Avant ça, tu étais déprimé ?Pas déprimé, mais j’étais sans âme. Je faisais les choses sans savoir pourquoi.

Tu fais partie de Ballers in God, une communauté religieuse qui réunit plusieurs footballeurs en Angleterre, en France et aux Pays-Bas, réunie autour de ton ancien coéquipier à Toulouse John Bostock. Tu peux nous expliquer ce que c’est ? C’est un groupe de personnes qui se rejoignent en ligne pour prier. Il n’y a aucune obligation. C’est pour être ensemble, unis dans la prière et se rapprocher de Dieu. Ça permet de mieux comprendre la foi. Personnellement, ça m’a beaucoup aidé.

La première fois que j’ai goûté au gratin de la mère de mon meilleur ami, j’ai terminé deux plats énormes.

Et le gratin de pâtes au jambon dans tout ça ? C’est le plat familial ?Quand j’étais à Anderlecht, à chaque fois que j’allais chez mon meilleur ami, sa mère faisait un gratin de pâtes au jambon. La première fois que j’y ai goûté, j’ai terminé deux plats énormes. Depuis ce jour-là, c’est mon plat préféré. Aujourd’hui, quand j’en remange, j’y pense encore. C’est délicieux.

À quoi ressemblait ta jeunesse à Bruxelles ?J’ai grandi à Berchem-Saint-Agathe (une des 19 communes de Bruxelles, NDLR), et je passais mes journées au Parc Éléphant. J’ai eu une belle jeunesse. Comme beaucoup de mecs du coin, j’ai été coaché par Seth Nkandu, une très belle personne. Il m’a appris énormément de choses.

Raconte-nous ces journées dans la rue avec ton frère Michy Batshuayi.Très tôt le matin, à partir de 8 heures, les jours où il n’y avait pas école, je me levais pour jouer un peu à la Playstation, en attendant que Michy se réveille. Là, on mettait nos chaussures, et c’était parti. On allait au parc en bas, et on y restait toute la journée. Il y a des moments où on en oubliait de manger. On était à fond dans nos tournois, nos matchs… Ce sont les meilleurs moments que j’ai pu connaître dans le football. J’étais le plus jeune du groupe, le plus petit. Il y avait une fille, mais aussi d’autres joueurs qui sont devenus pros ensuite. Il y avait Andréa Mbuyi-Mutombo, Geoffrey Mujangi Bia, Charly Musonda… Et tout ça, c’était en plus du club. On était tous rassemblés à Berchem.

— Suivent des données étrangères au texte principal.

Issue #221, opened 2016-08-15
configure_earlgrey - CommandLineArguments crash


gurgeous:
During `pod install` with cocoapods 1.0.1, see below. I believe this is because our xcscheme has `EnvironmentVariables` but not `CommandLineArguments`.

```
Generating Pods project
Checking and Updating HomeAway for EarlGrey.
Adding EarlGrey Framework Location as an Environment Variable
in the App Project's Test Target's Scheme Test Action.

[!] An error occurred while processing the post-install hook of the Podfile.

undefined method `elements' for nil:NilClass

/gems/2.1.0/gems/earlgrey-0.0.8/lib/earlgrey/configure_earlgrey.rb:251:in `add_environment_variables_to_test_action_scheme'
/gems/2.1.0/gems/earlgrey-0.0.8/lib/earlgrey/configure_earlgrey.rb:153:in `modify_scheme_for_actions'
/gems/2.1.0/gems/earlgrey-0.0.8/lib/earlgrey/configure_earlgrey.rb:112:in `configure_for_earlgrey'
/gems/2.1.0/gems/earlgrey-0.0.8/lib/earlgrey/configure_earlgrey.rb:18:in `configure_for_earlgrey'
Podfile:78:in `block (2 levels) in from_ruby'
```

bootstraponline:
Thanks for reporting this issue! It's a bug in the EarlGrey gem.

tirodkar:
@gurgeous - to confirm, you don't have <CommandLineArguments> present anywhere in your xcscheme file?

gurgeous:
My xcscheme file has `<EnvironmentVariables>` but no `<CommandLineArguments>`

tirodkar:
Our [demo app schemes](https://github.com/google/EarlGrey/tree/master/Demo/EarlGreyExample/EarlGreyExample.xcodeproj/xcshareddata) do not have any CommandLineArguments either. Would you mind posting your scheme or something analogous to it? This seems like a case we aren't covering.

gurgeous:
I cannot post my xcscheme, unfortunately. I diagnosed the bug by inspecting the code in the gem... Could be wrong, though. When I removed my `<EnvironmentVariables>` section I was able to complete the `pod install`.

bootstraponline:
It'd be nice if you could post a redacted version of the xcscheme so we can reproduce & resolve the bug. The schemes in our test suite contain `<EnvironmentVariables>` and they work correctly.

[...]

PR #223, opened 2016-08-17
Fix configure_earlgrey issue when either an Env Var or CommandLineArg is present in the Launch Action and not in the Test Action.

tirodkar:
Fixes https://github.com/google/EarlGrey/issues/221.

Issue - We have an OR check for if you have Env Variable or CommandLineArgs and your Test Action uses the vars from the launch action. However, if either one of them is empty, you can hit a nil element issue. This adds a check around that. Thanks @gurgeous

### DIFF
--- a/Demo/EarlGreyExample/EarlGreyExample.xcodeproj/xcshareddata/xcschemes/EarlGreyExampleTests.xcscheme
+++ b/Demo/EarlGreyExample/EarlGreyExample.xcodeproj/xcshareddata/xcschemes/EarlGreyExampleTests.xcscheme
@@ -36,6 +36,13 @@
       debugDocumentVersioning = "YES"
       debugServiceExtension = "internal"
       allowLocationSimulation = "YES">
+      <EnvironmentVariables>
+         <EnvironmentVariable
+            key = "FooKey"
+            value = "BarValue"
+            isEnabled = "YES">
+         </EnvironmentVariable>
+      </EnvironmentVariables>
       <AdditionalOptions>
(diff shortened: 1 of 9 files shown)


bootstraponline:
We need an automated test to detect the regression. I reverted `gem/lib/earlgrey/configure_earlgrey.rb` and even with the updated `EarlGreyExampleTests.xcscheme`, all the tests still pass. This is expected because the Ruby tests are based on fixtures. Updating the Demo project scheme does nothing.

tirodkar:
Agreed, I'll try and get the fixtures updated with a new project for this change.

tirodkar:
Updated. Added a couple of more projects.

bootstraponline:
I verified the tests detect the issue now. Looks good to me.

Demo/EarlGreyExample/EarlGreyExample.xcodeproj/xcshareddata/xcschemes/EarlGreyExampleTests.xcscheme
```diff
@@ -36,6 +36,13 @@
       debugDocumentVersioning = "YES"
       debugServiceExtension = "internal"
       allowLocationSimulation = "YES">
+      <EnvironmentVariables>
+         <EnvironmentVariable
+            key = "FooKey"
```
khandpur: So we know this is for testing purposes:

FooKeyForTesting
BarValueForTesting

khandpur:
LGTM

Ça te manque de jouer dans la rue ?À chaque fois que je rentre à Bruxelles et que je passe devant ces endroits, ça m’émeut parce que j’y ai passé énormément de temps. Tous mes amis y étaient. J’ai grandi comme un garçon qui aimait le football, j’étais pratiquement tout le temps dehors, je rentrais très tard à la maison, quitte à parfois ne pas faire mes devoirs.

J’ai pris le nom de ma mère parce que j’étais le dernier de la fratrie et qu’elle voulait que je porte son nom. Mais je suis fier d’être le frère de Michy ! Ça ne m’aurait pas dérangé de me faire appeler Batshuayi.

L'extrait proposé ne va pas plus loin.